Bungulla sampeyae

Scientific classification
- Kingdom: Animalia
- Phylum: Arthropoda
- Subphylum: Chelicerata
- Class: Arachnida
- Order: Araneae
- Infraorder: Mygalomorphae
- Family: Idiopidae
- Genus: Bungulla
- Species: B. sampeyae
- Binomial name: Bungulla sampeyae Rix, Raven & Harvey, 2018

= Bungulla sampeyae =

- Genus: Bungulla
- Species: sampeyae
- Authority: Rix, Raven & Harvey, 2018

Species of spider

Bungulla sampeyae is a species of mygalomorph spider in the Idiopidae family.
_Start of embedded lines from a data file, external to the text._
PR #760, opened 2023-02-26
fix: Improve selection of `TS2322` vs `TS2741`

kdy1:
**Description:**

This PR introduces `report_assign_failure_for_missing_properties` in `AssignOpts` which can be used to select between `TS2322` and `TS2471` for the caller side.


kdy1:
I stopped working on this PR because we need other tasks to continue working on assignments. (https://github.com/dudykr/stc/issues/761, https://github.com/dudykr/stc/issues/762)

PR #322, opened 2014-04-27
Pyk3 string compatibility

mariocesar:
There are two fixes:

1. Replacing `u''` with `''` to make python3.3 syntax valid, and maintain support for python2

2. Fields templates, could be the case that a field is extended from Layout and this provide full path to the template name.   For example: 'app/custom_field.html' instead of 'app/%s/custom_field.html' where the `%s` argument will be replaced with the template pack in use Django crispy forms should support both cases


maraujop:
Fix in dev branch now, see #417 thanks

Please read my changelog:
2b808e9#diff-4ac32a78649ca5bdd8e0ba38b7006a1eR9

Please Mario, let me first sincerely apologize for not answering since 2014. If you are still interested in getting part of your PR in, please reopen a new one and I will have a look at it asap.

Cheers,
Miguel

PR #410, opened 2015-03-02
Python 2 to 3 Basestring

patgmiller:
Use six package to handle checking for base string type.


maraujop:
Thanks for your PR Patrick,

However there is no need for an external dependency here like six, because we've got a simple shim python 3 compatibility. However in one of my last patches I forgot to use it.

Fix in dev branch now, see #417 thanks

Please read my changelog:
https://github.com/maraujop/django-crispy-forms/commit/2b808e955c74c87b31b8d2d66fb101f35cf15767#diff-4ac32a78649ca5bdd8e0ba38b7006a1eR9

Cheers,
Miguel

PR #470, opened 2015-08-18
Сonvert test_tags.py module to py.test style

Stranger6667:
Also basic fixture for template-related settings setup added. It has same functionality like [CrispyTestCase](https://github.com/maraujop/django-crispy-forms/blob/dev/crispy_forms/tests/base.py#L19)

Main changes are:
* asserts converted from TestCase's to standard python
* test classes are removed
* current_template_pack is replaced with settings.CRISPY_TEMPLATE_PACK
* the rest of the code is just indented left

### DIFF
--- a/crispy_forms/tests/conftest.py
+++ b/crispy_forms/tests/conftest.py
@@ -3,6 +3,8 @@ from django.conf import settings
 
 import pytest
 
+from .base import template_dirs, template_loaders
+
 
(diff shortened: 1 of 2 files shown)


Stranger6667:
One notice about this fixture. Seems it is not necessary, because everything is work without it. The goal was to repeat CrispyTestCase functionality. If it will not be necessary, I'll remove it.

PR #474, opened 2015-08-18
Convert test_layout module to py.test style.

Stranger6667:
Also move TEMPLATE_DIRS and TEMPLATE_LOADERS settings to test_settings module.


Stranger6667:
[There](https://github.com/maraujop/django-crispy-forms/blob/dev/crispy_forms/tests/test_layout.py#L399) was a bug:
```python
self.assertTrue(html.count('1000'), 2)
```
And proper assert should be ```assertEqual```.
In this branch this bug is fixed with conditional string check.

PR #482, opened 2015-08-19
Initial approach for parametrization

Stranger6667:
Marks are rewritten with different approach, because ```settings``` variable is changing during tests, and module-level import doesn't allow to use such marks with settings parametrization.

```runtests.py``` are removed in favor of single command execution in ```Makefile```.

Unfortunately some laziness isn't lazy enough, so some parts were rewritten too.


Stranger6667:
Also, I want to notice, that with for loop in current runtests.py only coverage for latest template pack (bootstrap3) is pushed to https://codecov.io. So, after that coverage report for all template packs will be available.

PR #502, opened 2015-08-21
Remove Python 2.5 shims, unused files, imports, PEP8

Stranger6667:


pydanny:
Ahem... I remember writing those getters and setters back in the old days.

PR #520, opened 2015-09-29
add buttonholder template to bootstrap3

schrd:


flxfxp:
Hi there! Any idea when a new release will be cut that includes this template? Thanks!

PR #564, opened 2016-01-15
Include test templates in source tarball.

fladi:
Otherwise tests would fail for people who use the pypi tarball.


fladi:
Sorry, this should have been targeted at the `dev` branch.

PR #630, opened 2016-09-17
Fix missing _active_originaly_included #526.

michaelkuty:
Closes https://github.com/django-crispy-forms/django-crispy-forms/issues/526


zoidbergwill:
Looks good to me :+1:

PR #642, opened 2016-10-12
Error message class for Bootstrap 4

se210:
Bootstrap 4 uses form-control-feedback instead of help-block.


zoidbergwill:
Sounds good to me. Nice catch. :+1:

I see it mentioned in the [Forms docs](https://v4-alpha.getbootstrap.com/components/forms/#validation), but it's not in the migration guide for some reason.

PR #657, opened 2016-11-29
Support several bootstrap sizes in label_class for checkbox input

kalekseev:
For checkbox input label is displayed after the input
so the input have to be aligned with the rest of the form
using col-<device>-offset-<size> class. But sometimes form may have
different sizes on different devices so we have to build offsets
for each pair of device and size.

I'm not sure about removing label_size and bootstrap_device_type attrs but right now they are only used in the case of bootstrap checkbox.

### DIFF
--- a/crispy_forms/templatetags/crispy_forms_tags.py
+++ b/crispy_forms/templatetags/crispy_forms_tags.py
@@ -184,7 +184,6 @@ class BasicNode(template.Node):
             'flat_attrs': attrs.get('flat_attrs', ''),
             'error_text_inline': attrs.get('error_text_inline', True),
             'label_class': attrs.get('label_class', ''),
-            'label_size': attrs.get('label_size', 0),
             'field_class': attrs.get('field_class', ''),
             'include_media': attrs.get('include_media', True),
         }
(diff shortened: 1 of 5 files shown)


carltongibson:
Hi @kalekseev Could you add a before and after screenshot so I can see how this looks?

Also is there a little more we can do to test the new behaviour, or is **just** adjusting the existing texts sufficient?

crispy_forms/templatetags/crispy_forms_tags.py
```diff
@@ -184,7 +184,6 @@ def get_response_dict(self, helper, context, is_formset):
             'flat_attrs': attrs.get('flat_attrs', ''),
             'error_text_inline': attrs.get('error_text_inline', True),
             'label_class': attrs.get('label_class', ''),
-            'label_size': attrs.get('label_size', 0),
```
kalekseev: because I removed all the code where it was used in the project.

kalekseev:
with  `field_class="col-md-9 col-sm-10"` `label_class="col-md-3 col-sm-2"`

before on sm size

screenshot 1

after on sm size

screenshot

> Also is there a little more we can do to test the new behaviour, or is just adjusting the existing texts sufficient?

I think yes because we __just__ adjusted the existing behavior which was tested by these tests.

carltongibson:
OK. Thanks for the follow-up. Makes sense. I'll do a final review again today.

PR #664, opened 2016-12-14
Prevent adding names to inputs when the former are None

illia-v:
There is a small inconvenience: when a person adds a button using the class `Submit`, one is forced to give a name to it.

But often there is no need for a name. And I think, the person will choose assignment `None` as a name then.

But when one cooses the variant, a name is assigned anyway and it's `None`.

Consequently when the form is submited data which is sent to a server looks like:
`csrfmiddlewaretoken:EHE435eIo9sWz3EGdeB7ibHVz0sf3mItjD0bFfOljC07uk7oEN5ePiZ6NNFFHFKv`
`...`
`None:Submit`

I've tried to fix it by creating this pull request.

### DIFF
--- a/crispy_forms/layout.py
+++ b/crispy_forms/layout.py
@@ -176,7 +176,8 @@ class BaseInput(TemplateNameMixin):
     template = "%s/layout/baseinput.html"
 
     def __init__(self, name, value, **kwargs):
-        self.name = name
+        if name is not None:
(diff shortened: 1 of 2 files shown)


illia-v:
Fixed in django/django@4a51ba228b2c416a115aee3bc034683eb02482c3

PR #672, opened 2016-12-26
Remove `utils.list_union` because it is not used

illia-v:


zoidbergwill:
Awesome. Looks good to me. :+1:

Thanks for the contribution, @illia-v.

PR #675, opened 2017-01-01
Use `django.utils.six` instead of `crispy_forms.compatibility`

illia-v:


kevin-brown:
Once Django drops support for Python 2, which if I remember correctly is coming very soon, they will stop bundling `six` with Django. Because of this, they have been recommending that third-party applications bundle their own versions of `six` now, to avoid having to bundle it later on.

illia-v:
@kevin-brown, thanks. It's convincing for me.

PR #699, opened 2017-03-20
Add for attribute in label for RadioSelect

PabloLefort:


crispy_forms/templates/bootstrap/layout/radioselect.html
```diff
@@ -5,7 +5,7 @@
     {% include 'bootstrap/layout/field_errors_block.html' %}
 
     {% for choice in field.field.choices %}
-        <label class="radio{% if inline_class %} {{ inline_class }}{% endif %}">
+        <label for="id_{{ field.html_name }}_{{ forloop.counter }}" class="radio{% if inline_class %} {{ inline_class }}{% endif %}">
```
zoidbergwill: It sounds like this isn't necessary if the `input` is within the label:

> A label element can have both a for attribute and a contained control element, as long as the for attribute points to the contained control element.

[`for` `label` attribute](https://developer.mozilla.org/en-US/docs/Web/HTML/Element/label#Attributes)

PabloLefort: Yes, but, in some cases when you need to hide the input to use after and/or before pseudo elements this tweak keeps onclick behaviour.
On the other hand, i'll try it with a contained input.

zoidbergwill: I'm happy to merge this then. Don't see any reasons not to.

Can you resolve the conflicts?

PabloLefort: Of course! :grinning: 

Thanks!

zoidbergwill:
LGTM :+1:

I've made the change for Bootstrap 3 and 4 as well. As soon as the tests are done, we can merge.

PR #730, opened 2017-07-28
Removed support for Python 3.2 and Django 1.9

michael-k:
Both are passed their end-of-life date; see
- https://www.python.org/dev/peps/pep-0392/
- https://www.djangoproject.com/weblog/2017/apr/04/security-releases/


zoidbergwill:
LGTM :+1:

PR #731, opened 2017-07-28
Updated suported python versions in classifiers

michael-k:


zoidbergwill:
We're testing against more version in [Travis](https://github.com/django-crispy-forms/django-crispy-forms/blob/dev/.travis.yml), but I think this is still a great improvement and more accurate. :+1:

LGTM. Thanks for your contribution.

michael-k:
The only difference is python 3.2 and that reached its EOL in February 2016: https://www.python.org/dev/peps/pep-0392/#lifespan

zoidbergwill:
Yeah, think we can happily get rid of it then too.

michael-k:
see #730

PR #735, opened 2017-08-22
Bootstrap 4 Support

zoidbergwill:
Related to #732


zoidbergwill:
Wow, running this branch on [crispy-test-project](https://github.com/django-crispy-forms/crispy-test-project) looks really ugly.

<details>
image
</details>

The horizontal/inline form stills looks good though.

I think the issues are because of the switch to flexbox.

Atrox:
Hey @zoidbergwill,

the `row` on the `form-group` divs destroys the layout. In BS4 Beta you don't want the `row` on there, only if it is a horizontal form. Currently the class is always on there (except for inline forms).

As I'm not really familiar with the codebase - the problem I encountered while fixing this locally is, how can we find out if the user wants a horizontal form and only then draw the `row`? There is no `form-horizontal` or something like that in BS4 which the user needed to specify in BS3 as a class.

Let me know if I can help on any front on this :)

zoidbergwill:
Yeah, I had some stuff in the [crispy-test-project](https://github.com/django-crispy-forms/crispy-test-project/pull/3/files) that I used to tidy them up, but I think we need a more elegant solution.

Atrox:
Pull request is out on your fork - https://github.com/zoidbergwill/django-crispy-forms/pull/1
Works as expected. The (maybe) only nitpick is, the class `form-horizontal` has to be specified even though this class no longer exists in BS4

zoidbergwill:
Awesome, thanks for your review and input @Atrox 

I just made a commit trying a similar thing: https://github.com/django-crispy-forms/django-crispy-forms/pull/735/commits/d19288d9acb2583b280bdacb9d318c04132fb82d

Except checking for `col-` on label and field classes instead. Your option might be cleaner.

zoidbergwill:
Which also has an edge case of someone using other classes that contain `col-` in them.

Atrox:
I'm not sure about the side effects this would cause because what if I don't want a horizontal form but inputs side-by-side. Wouldn't this cause problems with that method because I have to use `col-` classes on the inputs?

carltongibson:
@zoidbergwill Any chance we can get the tests passing and merge this in as is? (It's an improvement on what we have right?) 

That way we can take small incremental PRs clearing up the remaining issues.

zoidbergwill:
Sounds good, will make some time to polish this off when I get a chance this week.

zoidbergwill:
Tests pass. ✨

CesarBustios:
Hey guys! I really appreciate all the effort.

I've been working with prepend icons in the forms but they suddenly stop working:

selection_604

Do you know how can I fix it? Thanks!

carltongibson:
Hey @CesarBustios. You'll need to open a new issue with a minimal reproduce for us to be able to look at it.

CesarBustios:
Got it @carltongibson, I'll do it soon. I think it has to do with the new beta version and the CSS classes for prepends.

zoidbergwill:
@CesarBustios It will be fixed by https://github.com/django-crispy-forms/django-crispy-forms/pull/771

PR #758, opened 2017-11-24
Honor element ID set in Django for radio and multi checkboxes

nijel:
All other elements honor this correctly, but radio and multi checkboxes
do not.


zoidbergwill:
LGTM :+1:

zoidbergwill:
Thanks for the contribution!

Issue #754, opened 2017-11-04
update_attributes with css_class results in adding 'css_class' instead of 'class'


chapkovski:
* Package version: 1.7.0
* Django version: 1.11
* Python version:3.6.1
* Template pack: (Optional)

### Description:
an attempt to update the class using _update_attributes_ results in adding 'css_class' instead of 'class:

```
          self.helper.layout = Layout(
     
            Field( 'comment', css_class="form-control"),
            ButtonHolder(
                Submit('submit', Create', css_class='btn btn-success')
            )
        )
     
        self.helper['comment'].update_attributes(css_class="hello")
```

and the result is:

```
<div class="controls">
  <textarea name="comment" 
          cols="40" rows="10" 
          class="form-control textarea" 
          css_class="hello" 
          id="id_comment"> </textarea> 
</div>
```

zoidbergwill:
Thanks for filing a bug.

Just to clarify, you're doing

```
        self.helper['comment'].update_attributes(css_class="hello")
```

Should it be the following instead?

```
        self.helper['comment'].update_attributes(class="hello")
```

I'll take a look at reproducing this tomorrow.

chapkovski:
no, we can't use word class, because it is a reserved keyword in python (https://docs.python.org/3/reference/lexical_analysis.html)

zoidbergwill:
What template pack are you using? Or does this affect all template packs?

zoidbergwill:
I can reproduce it with bootstrap 4.

We use `css_class` as an example in the docs but test it with other attributes being updated.

zoidbergwill:
This PR should fix them: https://github.com/django-crispy-forms/django-crispy-forms/pull/764

PR #764, opened 2017-12-19
CSS classes are special in update_attributes

zoidbergwill:
Like they're special in Div and Field constructors

Fixes https://github.com/django-crispy-forms/django-crispy-forms/issues/754

### DIFF
--- a/crispy_forms/layout_slice.py
+++ b/crispy_forms/layout_slice.py
@@ -143,12 +143,18 @@ class LayoutSlice(object):
                 else:
                     function(layout_object)
 
-    def update_attributes(self, **kwargs):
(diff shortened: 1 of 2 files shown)


zoidbergwill:
PR tests worked but not push. Wat.

zoidbergwill:
Ahhh, failed cloning. Running again

zoidbergwill:
Oh, it's just confused cuz I pushed to origin instead of my fork then deleted it. 😞

zoidbergwill:
Maybe I need to test adding to existing classes too so coverage increases.

zoidbergwill:
Tests passing. 🎉

PR #766, opened 2018-01-15
prepended/appended text fields need row class too

zoidbergwill:
Related to https://github.com/django-crispy-forms/django-crispy-forms/issues/732#issuecomment-345230015

Missed in https://github.com/django-crispy-forms/django-crispy-forms/pull/735


zoidbergwill:
Uncovered this when updating [crispy-test-project](https://github.com/django-crispy-forms/crispy-test-project/pull/4)

Issue #790, opened 2018-03-09
"Delete" label not shown when using bootstrap4 table_inline_formset.html


simonpanay:
* Package version: 1.7 and following at least
* Django version: 1.11
* Python version: 3.5
* Template pack: bootstrap4 (possibly others)

### Description:

When using bootstrap4 "table_inline_formset.html", the "Delete" label is not displayed in the table head.
Which is confusing because "delete" checkboxes are displayed whithout any information for the end user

It is endemic to Australia. It was described in 2018 by Australian arachnologists Michael Rix, Robert Raven and Mark Harvey. The specific epithet sampeyae honours Alison Sampey for her efforts during the fieldwork of the Southern Carnarvon Survey, and for her assistance in the analysis and publication of the data.

==Distribution and habitat==
The species occurs in Western Australia in the north-western Yalgoo and northern Geraldton Sandplains bioregions, in the vicinity of Shark Bay, from the Carrarang Peninsula southwards to Zuytdorp. The type locality is Zuytdorp.